October 12, 2010 A Reflection on the Global Marketplace and the Common Good

By Rev. Oliver F. Williams, C.S.C., Director of the Center for Ethics and Religious Values in Business in the Mendoza College of Business

Within the last year, my travels have taken me to Rwanda, Tanzania, Madagascar, Zambia, South Africa, and South Korea. As a professor of business ethics and corporate governance, what strikes me is that globalization is a fact of life, worldwide interdependence is a reality. Subsequently, there is an astounding gap in wealth and income throughout the world. While some poor countries have become prosperous, in many nations poverty and inequalities have deepened, especially in Africa. Today there are more than one billion hungry people, up 25 percent in the last five years. Every day 17,000 children die of hunger. Too many people are jobless. Over 25 million people in sub-Saharan Africa have HIV. What is the moral response to these painful disparities?

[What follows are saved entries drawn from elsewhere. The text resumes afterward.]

PR #2747, opened 2019-09-11
implement fishmongers square

EvadLhorg:
progress towards #2641

### DIFF
--- a/server/game/cards/13.6-LMHR/FishmongersSquare.js
+++ b/server/game/cards/13.6-LMHR/FishmongersSquare.js
@@ -6,13 +6,19 @@ class FishmongersSquare extends DrawCard {
             title: 'Draw card and gain gold',
             phase: 'marshal',
             cost: ability.costs.kneelSelf(),
-            condition: () => this.opponentDiscardPileHas10(),
+            condition: context => this.opponentDiscardPileHas10() && (context.player.canDraw() || context.player.canGainGold()),
             handler: context => {
+                let messageSegments = [];
                 if(context.player.canDraw()) {
                     context.player.drawCardsToHand(1);
+                    messageSegments.push('draw 1 card');
                 }
-                this.game.addGold(context.player, 1);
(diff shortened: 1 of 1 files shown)


server/game/cards/13.6-LMHR/FishmongersSquare.js
```diff
@@ -0,0 +1,28 @@
...
+        this.action({
+            title: 'Draw card and gain gold',
+            phase: 'marshal',
+            cost: ability.costs.kneelSelf(),
+            condition: () => this.opponentDiscardPileHas10(),
+            handler: context => {
+                if(context.player.canDraw()) {
+                    context.player.drawCardsToHand(1);
+                }
+                this.game.addGold(context.player, 1);
```
ystros: It's possible that you cannot gain gold.

server/game/cards/13.6-LMHR/FishmongersSquare.js
```diff
@@ -0,0 +1,28 @@
...
+                this.game.addMessage('{0} kneels {1} to draw 1 card and gain 1 gold', context.player, this);
```
ystros: It might be nice if the message only reflected what happened. i.e. if they only draw, then leave out the gain gold portion of the message. We're not super consistent about this, though, so don't worry about it too much if you find it difficult. My Arya Stark PR (#2736) has an example

server/game/cards/13.6-LMHR/FishmongersSquare.js
```diff
@@ -0,0 +1,28 @@
+const DrawCard = require('../../drawcard.js');
+
+class FishmongersSquare extends DrawCard {
+    setupCardAbilities(ability) {
+        this.action({
+            title: 'Draw card and gain gold',
+            phase: 'marshal',
+            cost: ability.costs.kneelSelf(),
+            condition: () => this.opponentDiscardPileHas10(),
```
ystros: The condition should also check that the player can either draw or gain gold.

Catholic social teaching employs the term “common good” to convey the idea that we ought to try to shape a world where all are able to share in the wealth and other benefits that come from economic development. Thus, for example, Pope Benedict XVI, in the 2009 encyclical Caritas in Veritate acknowledges the fact that free global trade has created massive amounts of wealth but laments the fact that so many people have no possibility of sharing in that wealth and exist in dire poverty.

For Christians, the biblical vision of the moral life is summarized in the Gospels: “Love your neighbor as yourself” (Matthew 22: 39-40). Because the human person is created in the image and likeness of God, the person is endowed with a unique dignity and thus, everyone should have the possibility of a fulfilling life. The biblical vision stresses the communal and social dimensions of human life—that we become a person only through relationships in a community setting. The minimal conditions that allow for the possibility of life in community are called human rights. Thus, the rights to food, housing, and jobs are considered essential for the development of the human person. Individual actions as well as government policies are obliged to meet these rights when possible.

While individuals and governments can do much to encourage the common good, increasingly businesses play a role. One new initiative on the part of businesses to promote and enhance the common good is the United Nations Global Compact. Founded in 2000 by then Secretary-General of the U.N., Kofi Annan, the Global Compact is intended to increase and diffuse the benefits of global economic development through voluntary corporate policies and programs. By promoting human rights and labor rights, enhancing care for the environment and encouraging anticorruption measures, the 10 principles of the Global Compact are designed to shape more peaceful and just societies. Initially comprised of several dozen companies, the Compact as of 2010 had over 7,000 businesses and 1,400 NGOs in 135 countries. The objective is to emphasize the moral purpose of business, with member companies setting a high moral tone throughout the world.

To advance this vision of business and the common good, the Notre Dame Center for Ethics and Religious Values in Business at the Mendoza College of Business, in partnership with the United Nations Global Compact, will convene a major conference at Notre Dame, March 20-22, 2011, titled “The UN Global Compact: The Challenge in Seeking the Common Good.” The conference will bring together some of the leading businesses to tell of their projects, especially those advancing the MDGs (Millennium Development Goals) designed to help alleviate dire poverty. Academics, government officials, and NGO leaders will focus on some of the practical as well as the conceptual issues involved.

Author: Rev. Oliver F. Williams, C.S.C.